PR #71669, opened 2026-07-16
feat(warehouse_sources): support Hubspot API version 2026-03

Gilbert09:
## Problem

HubSpot has moved to date-based API versioning (`YYYY-MM`). The version is a URL path segment that replaces the legacy `/crm/v3/` and `/crm/v4/` segments, and new integrations should target the latest stable date version (`2026-03`). Our Hubspot warehouse source only implemented `v3`.

**Why:** keep the Hubspot source current with the vendor's versioning scheme so newly created sources use the supported date version, without disturbing existing sources.

Refs the vendor changelog: <https://developers.hubspot.com/changelog/introducing-date-based-api-versioning>

## Changes

- Add `2026-03` to `HubspotSource.supported_versions` and make it the `default_version` (new sources start on it). `v3` stays fully supported; nothing is deprecated.
- Thread the resolved `api_version` from `source_for_pipeline` down to where CRM URLs are built. A new `apply_crm_api_version` helper rewrites the `/crm/v3/` and `/crm/v4/` path segments onto the date label; for a `v3` pin it returns the path unchanged, so existing syncs are byte-for-byte unaffected.
- Point `api_docs_url` at HubSpot's versioned API reference overview.

Existing sources keep their current pin and are untouched — no migration or repin.

Automated tests only (agent-run):

- `test_source_routing.py::TestApiVersion` — new default resolves to `2026-03`, a `v3` pin is honored verbatim, both versions are supported, `apply_crm_api_version` segment rewriting, and `source_for_pipeline` threads the resolved version into `hubspot_source`. Catches a regression where the default flips back or version threading breaks.
- `test_hubspot_search.py` — parameterized over `v3` and `2026-03` that the search URL and the v4 association batch-read URL carry the pinned version segment. Catches the version failing to reach the HTTP boundary.
- Ran the touched source's tests plus the registry-wide `test_source_versions.py` invariants (973 passed).

## Automatic notifications

- [ ] Publish to changelog?

## 🤖 Agent context

Authored by PostHog Code (Claude). Invoked the `warehouse-source-new-version` skill for the version-declaration and dispatch conventions, and `writing-tests` before adding tests. Confirmed via the vendor changelog that date versioning is a URL-path-segment mechanism (`/crm/2026-03/`), which drove the minimal `apply_crm_api_version` rewrite rather than per-version modules — response shapes are built on the latest v3/v4 APIs and stay compatible. OAuth token endpoints (`/oauth/v1/`) are version-independent and left untouched. Checked open PRs (including the maintainer's own) for a duplicate; none addresses this.

---


danielcarletti:
## Review: PR #71669 — feat(warehouse_sources): support Hubspot API version 2026-03

**ELI10:** HubSpot changed how you pick which version of its data API to talk to — instead of `v3`/`v4` in the web address, you now put a date like `2026-03`. This PR teaches PostHog's HubSpot importer to use the new date version for brand-new connections, while leaving every existing connection exactly as it was.

**Goal achieved:** yes — new sources default to `2026-03`, existing pins keep `v3`, and every CRM URL is rewritten through one helper.
**Sensible approach:** yes — a single `apply_crm_api_version` path-segment rewrite (returning `v3` paths unchanged) is the minimal implementation and matches the framework's "pin, never move" design.
**Breaks dependents:** no — verified existing sources are pinned to `v3`: migration `0075_backfill_externaldatasource_api_version.py` stamps `Hubspot → v3`, and `external_data_source.py:2168` stamps `api_version=source.default_version` at creation, so no source is left `None`. `resolve_api_version("v3")` → `"v3"`, and the helper returns v3 paths byte-for-byte. `source_api_versions.py` reads `supported_versions`/`default_version` dynamically, so no other surface needs updating. Only `hubspot_source` is called cross-module and it threads `api_version`.

### Findings
- [should-fix] `products/warehouse_sources/backend/temporal/data_imports/sources/hubspot/source.py:54` — `default_version` flips every newly created HubSpot source to `2026-03`, but the change is exercised only against mocked HTTP; the central assumption that HubSpot serves the v4 association batch-read at `/crm/2026-03/associations/.../batch/read` (v4 collapsing onto the date segment) is unverified against the live API. If wrong, association sync breaks for all new sources. Fix: run one live sync against HubSpot `2026-03` (objects, `/search`, and the batch-read association path) before merge, or land `2026-03` as `supported` while keeping `default_version = v3` until a live sync confirms it.
- [nit] `products/warehouse_sources/backend/temporal/data_imports/sources/hubspot/hubspot.py:260` — the request-issuing functions (`get_rows` here, plus `get_rows_via_search`, `_batch_read_associations`, and `_get_property_names` in helpers.py) default `api_version` to `HUBSPOT_API_VERSION_V3`. A future call site that forgets to thread the resolved version would silently downgrade a `2026-03` source to `v3` instead of failing loudly. Fix: make `api_version` a required keyword-only argument on the functions that actually build/issue CRM URLs.

### Verdict
Clean, well-scoped, and correctly conservative on backward compatibility — the byte-for-byte claim for existing `v3` sources holds up under the migration + creation-stamp check, and all live CRM URLs route through the single rewrite helper. The one real risk is that `2026-03` becomes the default for all new sources with zero live-API validation (only mocked tests), and it hinges on the v4-associations-path-collapse assumption; validate that against a real HubSpot account before merging, or defer the default flip until it's confirmed.

products/warehouse_sources/backend/temporal/data_imports/sources/hubspot/source.py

Exercise instructions: Please set down each entry again, word for word.

Answer for this exercise:
PR #71669, opened 2026-07-16
feat(warehouse_sources): support Hubspot API version 2026-03

Gilbert09:
## Problem

HubSpot has moved to date-based API versioning (`YYYY-MM`). The version is a URL path segment that replaces the legacy `/crm/v3/` and `/crm/v4/` segments, and new integrations should target the latest stable date version (`2026-03`). Our Hubspot warehouse source only implemented `v3`.

**Why:** keep the Hubspot source current with the vendor's versioning scheme so newly created sources use the supported date version, without disturbing existing sources.

Refs the vendor changelog: <https://developers.hubspot.com/changelog/introducing-date-based-api-versioning>

## Changes

- Add `2026-03` to `HubspotSource.supported_versions` and make it the `default_version` (new sources start on it). `v3` stays fully supported; nothing is deprecated.
- Thread the resolved `api_version` from `source_for_pipeline` down to where CRM URLs are built. A new `apply_crm_api_version` helper rewrites the `/crm/v3/` and `/crm/v4/` path segments onto the date label; for a `v3` pin it returns the path unchanged, so existing syncs are byte-for-byte unaffected.
- Point `api_docs_url` at HubSpot's versioned API reference overview.

Existing sources keep their current pin and are untouched — no migration or repin.

Automated tests only (agent-run):

- `test_source_routing.py::TestApiVersion` — new default resolves to `2026-03`, a `v3` pin is honored verbatim, both versions are supported, `apply_crm_api_version` segment rewriting, and `source_for_pipeline` threads the resolved version into `hubspot_source`. Catches a regression where the default flips back or version threading breaks.
- `test_hubspot_search.py` — parameterized over `v3` and `2026-03` that the search URL and the v4 association batch-read URL carry the pinned version segment. Catches the version failing to reach the HTTP boundary.
- Ran the touched source's tests plus the registry-wide `test_source_versions.py` invariants (973 passed).

## Automatic notifications

- [ ] Publish to changelog?

## 🤖 Agent context

Authored by PostHog Code (Claude). Invoked the `warehouse-source-new-version` skill for the version-declaration and dispatch conventions, and `writing-tests` before adding tests. Confirmed via the vendor changelog that date versioning is a URL-path-segment mechanism (`/crm/2026-03/`), which drove the minimal `apply_crm_api_version` rewrite rather than per-version modules — response shapes are built on the latest v3/v4 APIs and stay compatible. OAuth token endpoints (`/oauth/v1/`) are version-independent and left untouched. Checked open PRs (including the maintainer's own) for a duplicate; none addresses this.

---


danielcarletti:
## Review: PR #71669 — feat(warehouse_sources): support Hubspot API version 2026-03

**ELI10:** HubSpot changed how you pick which version of its data API to talk to — instead of `v3`/`v4` in the web address, you now put a date like `2026-03`. This PR teaches PostHog's HubSpot importer to use the new date version for brand-new connections, while leaving every existing connection exactly as it was.

**Goal achieved:** yes — new sources default to `2026-03`, existing pins keep `v3`, and every CRM URL is rewritten through one helper.
**Sensible approach:** yes — a single `apply_crm_api_version` path-segment rewrite (returning `v3` paths unchanged) is the minimal implementation and matches the framework's "pin, never move" design.
**Breaks dependents:** no — verified existing sources are pinned to `v3`: migration `0075_backfill_externaldatasource_api_version.py` stamps `Hubspot → v3`, and `external_data_source.py:2168` stamps `api_version=source.default_version` at creation, so no source is left `None`. `resolve_api_version("v3")` → `"v3"`, and the helper returns v3 paths byte-for-byte. `source_api_versions.py` reads `supported_versions`/`default_version` dynamically, so no other surface needs updating. Only `hubspot_source` is called cross-module and it threads `api_version`.

### Findings
- [should-fix] `products/warehouse_sources/backend/temporal/data_imports/sources/hubspot/source.py:54` — `default_version` flips every newly created HubSpot source to `2026-03`, but the change is exercised only against mocked HTTP; the central assumption that HubSpot serves the v4 association batch-read at `/crm/2026-03/associations/.../batch/read` (v4 collapsing onto the date segment) is unverified against the live API. If wrong, association sync breaks for all new sources. Fix: run one live sync against HubSpot `2026-03` (objects, `/search`, and the batch-read association path) before merge, or land `2026-03` as `supported` while keeping `default_version = v3` until a live sync confirms it.
- [nit] `products/warehouse_sources/backend/temporal/data_imports/sources/hubspot/hubspot.py:260` — the request-issuing functions (`get_rows` here, plus `get_rows_via_search`, `_batch_read_associations`, and `_get_property_names` in helpers.py) default `api_version` to `HUBSPOT_API_VERSION_V3`. A future call site that forgets to thread the resolved version would silently downgrade a `2026-03` source to `v3` instead of failing loudly. Fix: make `api_version` a required keyword-only argument on the functions that actually build/issue CRM URLs.

### Verdict
Clean, well-scoped, and correctly conservative on backward compatibility — the byte-for-byte claim for existing `v3` sources holds up under the migration + creation-stamp check, and all live CRM URLs route through the single rewrite helper. The one real risk is that `2026-03` becomes the default for all new sources with zero live-API validation (only mocked tests), and it hinges on the v4-associations-path-collapse assumption; validate that against a real HubSpot account before merging, or defer the default flip until it's confirmed.

products/warehouse_sources/backend/temporal/data_imports/sources/hubspot/source.py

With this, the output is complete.